The clash raised fresh doubts over why some names and past prosecution decisions are still not fully clear.
The buzz around the Epstein files is refusing to die down.
Washington thought the big document dump would calm the noise, it has instead opened a fresh round of suspicion, eye-rolls, and sharp political jabs.
Pamela (Pam) Bondi sent a formal letter to members of Congress stated the Justice Department has released all records related to convicted sex offender Jeffrey Epstein.
She wrote that this move follows a law passed last year, the Epstein Files Transparency Act, which ordered the disclosure of millions of documents connected to Epstein and several related categories.
According to Bondi, the department released all “records, documents, communications and investigative materials” in its possession. She also attached a list of government officials and politically exposed people whose names appear somewhere in the files.
On paper, it sounds like full transparency. In reality, critics said the fine print tells a different story.
Republicans and Democrats are not fully convinced.
Thomas Massie, who has been leading the push for file disclosure along with Ro Khanna, said bluntly that the job is “not done yet.”
He pointed to mistakes where names were blacked out even though they should not have been. He also questioned why some names appear to be shielded at all.
Massie argued that the Justice Department is citing “deliberative process privilege” to withhold certain internal records. That legal shield allows agencies to keep internal discussions private.
He said that the transparency law he co-wrote clearly demands the release of internal memos, emails, notes about decisions on whether to investigate or prosecute people linked to Epstein.
The lawmakers want to know not just who was mentioned, but why some people never charged.
One of the biggest unanswered questions is the infamous 2008 non-prosecution agreement with Epstein.
The deal allowed him to plead guilty to lesser charges instead of facing more serious federal prosecution.
Massie said the newly released material should include insight into how and why that deal happened.
The critics suspect that without those internal discussions, the public is only seeing the surface story, not the backstage politics that may have shaped prosecutorial decisions.

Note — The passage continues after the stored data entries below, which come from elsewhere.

PR #4826, opened 2020-07-06
style: be explicit when stacking arrays

grlee77:
## Description

This PR relies on calling `np.stack` explicitly rather than relying on implicit stacking of lists of arrays via `np.array`. I think this "explicit is better than implicit" approach is preferable from a readability standpoint. 

There should be no change in existing behavior, it is purely a style/maintenance PR. That said, there will be a change in the contiguity of the returned type in at least one place. In `adapt_rgb.py` the current code

```Python
    return np.moveaxis(np.array(c_new), 0, -1)
```
returns an F-ordered array while the updated code

```Python
    return np.stack(c_new, axis=-1)
```
returns a C-ordered array. I don't think we typically guarantee a specific contiguity for the returned arrays, but it is something to consider.

This issue was inspired by discovering that passing lists of arrays to `array()`, or `tranpose()` does not work in CuPy. So, in addition to style/readability benefits, it may also ease potentially supporting other array module backends in the future.

## Checklist

  existing benchmark
- Unit tests

## For reviewers

  later.

### DIFF
--- a/skimage/color/adapt_rgb.py
+++ b/skimage/color/adapt_rgb.py
@@ -76,4 +76,4 @@ def each_channel(image_filter, image, *args, **kwargs):
     """
     c_new = [image_filter(c, *args, **kwargs)
              for c in np.moveaxis(image, -1, 0)]
-    return np.moveaxis(np.array(c_new), 0, -1)
+    return np.stack(c_new, axis=-1)
--- a/skimage/color/colorconv.py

Massie also claimed the Justice Department removed some documents before lawmakers could review un redacted versions at the department.

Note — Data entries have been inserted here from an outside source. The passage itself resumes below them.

Issue #4827, opened 2020-07-07
`equalize_adapthist` returns input image for clip value of 1.0


funkey:
## Description

A clip value of 1.0 (or larger) should perform AHE. Instead, the current implementation returns the input image (converted to float).

## Version information

```
3.7.6 (default, Jan  8 2020, 19:59:22) 
[GCC 7.3.0]
Linux-5.4.0-40-generic-x86_64-with-debian-bullseye-sid
scikit-image version: 0.18.dev0
numpy version: 1.18.1
```

PR #4828, opened 2020-07-07
Fix equalize_adapthist (CLAHE) for clip value 1.0, fix docstrings

funkey:
## Description

Addresses https://github.com/scikit-image/scikit-image/issues/4827 and fixes docstrings.

## For reviewers

  later.

### DIFF
--- a/skimage/exposure/_adapthist.py
+++ b/skimage/exposure/_adapthist.py
@@ -105,7 +105,8 @@ def _clahe(image, kernel_size, clip_limit, nbins):
     kernel_size: int or N-tuple of int
         Defines the shape of contextual regions used in the algorithm.
     clip_limit : float
-        Normalized clipping limit (higher values give more contrast).
+        Normalized clipping limit between 0 and 1 (higher values give more
+        contrast).
     nbins : int
         Number of gray bins for histogram ("data range").
 
@@ -116,8 +117,7 @@ def _clahe(image, kernel_size, clip_limit, nbins):
 
     The number of "effective" graylevels in the output image is set by `nbins`;
     selecting a small value (eg. 128) speeds up processing and still produce
-    an output image of good quality. The output image will have the same
-    minimum and maximum value as the input image. A clip limit smaller than 1
+    an output image of good quality. A clip limit of 0 or larger equal 1
     results in standard (non-contrast limited) AHE.
     """
     ndim = image.ndim
--- a/skimage/exposure/_adapthist.py
+++ b/skimage/exposure/_adapthist.py
@@ -159,7 +159,8 @@ def _clahe(image, kernel_size, clip_limit, nbins):
     if clip_limit > 0.0:
         clim = int(np.clip(clip_limit * np.product(kernel_size), 1, None))
     else:
-        clim = NR_OF_GRAY  # Large value, do not clip (AHE)
+        # largest possible value, i.e., do not clip (AHE)
+        clim = np.product(kernel_size)
 
     hist = np.apply_along_axis(np.bincount, -1, hist_blocks, minlength=nbins)
     hist = np.apply_along_axis(clip_histogram, -1, hist, clip_limit=clim)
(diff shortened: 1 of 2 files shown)


funkey:
[This test](https://github.com/scikit-image/scikit-image/blob/master/skimage/exposure/tests/test_exposure.py#L479) fails now, which was authored by @rfezzani and @sciunto. Can you confirm that this is really the expected behavior?

sciunto:
Why this test wouldn't be correct in your opinion?

funkey:
Hi François,

I mentioned that briefly in https://github.com/scikit-image/scikit-image/issues/4827, but let me provide some more details here of how I understand the `clip_limit` parameter: From the docstring and the implementation, I assume that `clip_limit` is relative to the size of the kernel (i.e., the effective, absolute clip limit is `clip_limit * np.prod(kernel_size)`). A clip limit of 0.5, for example, would limit the histogram of intensities to at most 50% of all pixels in the kernel. Excess values in the histogram are evenly distributed across the other bins, hence performing the contrast limiting (CL) part of CLAHE. A clip limit of 1.0, as I understand it, would effectively disable clipping (no bin in the histogram can have more than 100% of all pixels). However, that doesn't mean that the input image remains unchanged. Adaptive histogram equalization is still performed (i.e., AHE), replacing the intensity of each pixel with its rank divided by kernel size.

This understanding is also in line with the progression of histogram equalization over clip limits close to 1.0. Compare, for instance, clip values of 0.9, 0.95, 1.0, and 1.05. The last value performs AHE in the current implementation. The first two values perform CLAHE with decreasing effect of clipping, i.e., in the limit AHE. In this sequence, I would find it surprising if 1.0 would not perform AHE, but instead return the original image.

sciunto:
I'm afraid, as far as I remember, that we implemented the test after reading the misbehavior. It seems to me that you are correct, any other opinion @scikit-image/core ?

skimage/exposure/_adapthist.py
```diff
@@ -119,8 +117,7 @@ def _clahe(image, kernel_size, clip_limit, nbins):
 
     The number of "effective" graylevels in the output image is set by `nbins`;
     selecting a small value (eg. 128) speeds up processing and still produce
```
mkcor, line 119:
```suggestion
    selecting a small value (e.g. 128) speeds up processing and still produces
```

skimage/exposure/_adapthist.py
```diff
@@ -119,8 +117,7 @@ def _clahe(image, kernel_size, clip_limit, nbins):
...
-    an output image of good quality. The output image will have the same
-    minimum and maximum value as the input image. A clip limit smaller than 1
+    an output image of good quality. A clip limit of 0 or larger equal 1
```
mkcor, line 120: Is "a clip limit either == 0 or >=1" what is intended?

funkey: For CLAHE, the clip value would be in the open interval (0, 1). Clip values >=1 essentially disable clipping and therefore simply perform AHE. A clip value of 0 does not really make sense, so the implementation falls back to AHE in this case.

jni:
From a cursory glance, I agree with these changes and that the test should be updated. @funkey (:wave:) can you update the test accordingly?

funkey:
I believe the tests are fixed, the CircleCI error seems unrelated to me. Let me know if I can do anything else!

stefanv:
Thanks for investigating, @funkey!

skimage/exposure/_adapthist.py
emmanuelle, line 120:
```suggestion
    an output image of good quality. A clip limit of 0 or larger than or equal to 1
```

emmanuelle:
@funkey I opened a small PR in your fork with minor improvements suggested in the review of this PR.

emmanuelle (approved):
Thank you @funkey the PR now looks ready to me!

mkcor (approved):
I have left minor suggestions!

skimage/exposure/_adapthist.py
mkcor: Thanks for the very clear response!

jni:
@mkcor I'm a bit ambivalent about the suggestions so I decided to merge this so we can move on with the release. Minor wording changes in docstrings can come later. :blush: Thanks for reviewing!

mkcor:
@jni for sure! :)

Bondi’s letter also included a long list of individuals labeled as government officials or politically exposed persons who appear in the files at least once. She warned that names appear in many different ways.
Some people had direct email contact with Epstein or his associate Ghislaine Maxwell.
Others were mentioned only briefly, sometimes inside unrelated press reports or documents.
It reportedly includes figures from across the political spectrum over the past two decades including Donald Trump. But crucially, the list gives no context about why each name appears.
The tension spilled into public view during a heated session with the House Judiciary Committee last week.
Lawmakers pressed Bondi about the redactions and about past prosecution decisions tied to Epstein’s network.
Bondi deflected several questions and responded with sharp remarks aimed at individual lawmakers.
The exchange was less like a calm legal briefing and more like a political showdown complete with insults and prepared talking points.
The performance did little to reassure critics who want transparency, not theatrics.
The existence of Bondi’s letter was first reported by Fox News Digital, which broke the story before the wider political storm followed.
The conversation has shifted from “Have the files been released?” to a more pointed “What is still hidden?”
US Justice Department said the Epstein-related records are fully released under the law.
Lawmakers from both parties say the heavy redactions, withheld internal discussions, and missing context make that claim look incomplete.
This tug-of-war is not about documents. It is about trust, media reported.
The public wants clarity on why some powerful figures were investigated and others were not in addition to whether past prosecutorial decisions were influenced by status or connections.